PR #1356, opened 2019-06-01
Fix Groups Sorting in StyleSheet

giuseppeg:
While I was playing with this I found that groups are sorted by key (strings). 
If you have `["10", "1", "2"]` the result is `[1, 10, 2]`. Fixing this with the PR.


giuseppeg:
by the way are rules supposed to be deduplicated when they are inserted in different groups? 

```js
sheet.insert('.test {}', 2)
sheet.insert('.test {}', 4)
```

Right now it seems that the library deduplicates without showing a warning (failing silently). Should it throw an error or print a warning?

(Your task) Check each line of the listing for "this", and copy the ones that hold it.

(Output of the task)
While I was playing with this I found that groups are sorted by key (strings). 
If you have `["10", "1", "2"]` the result is `[1, 10, 2]`. Fixing this with the PR.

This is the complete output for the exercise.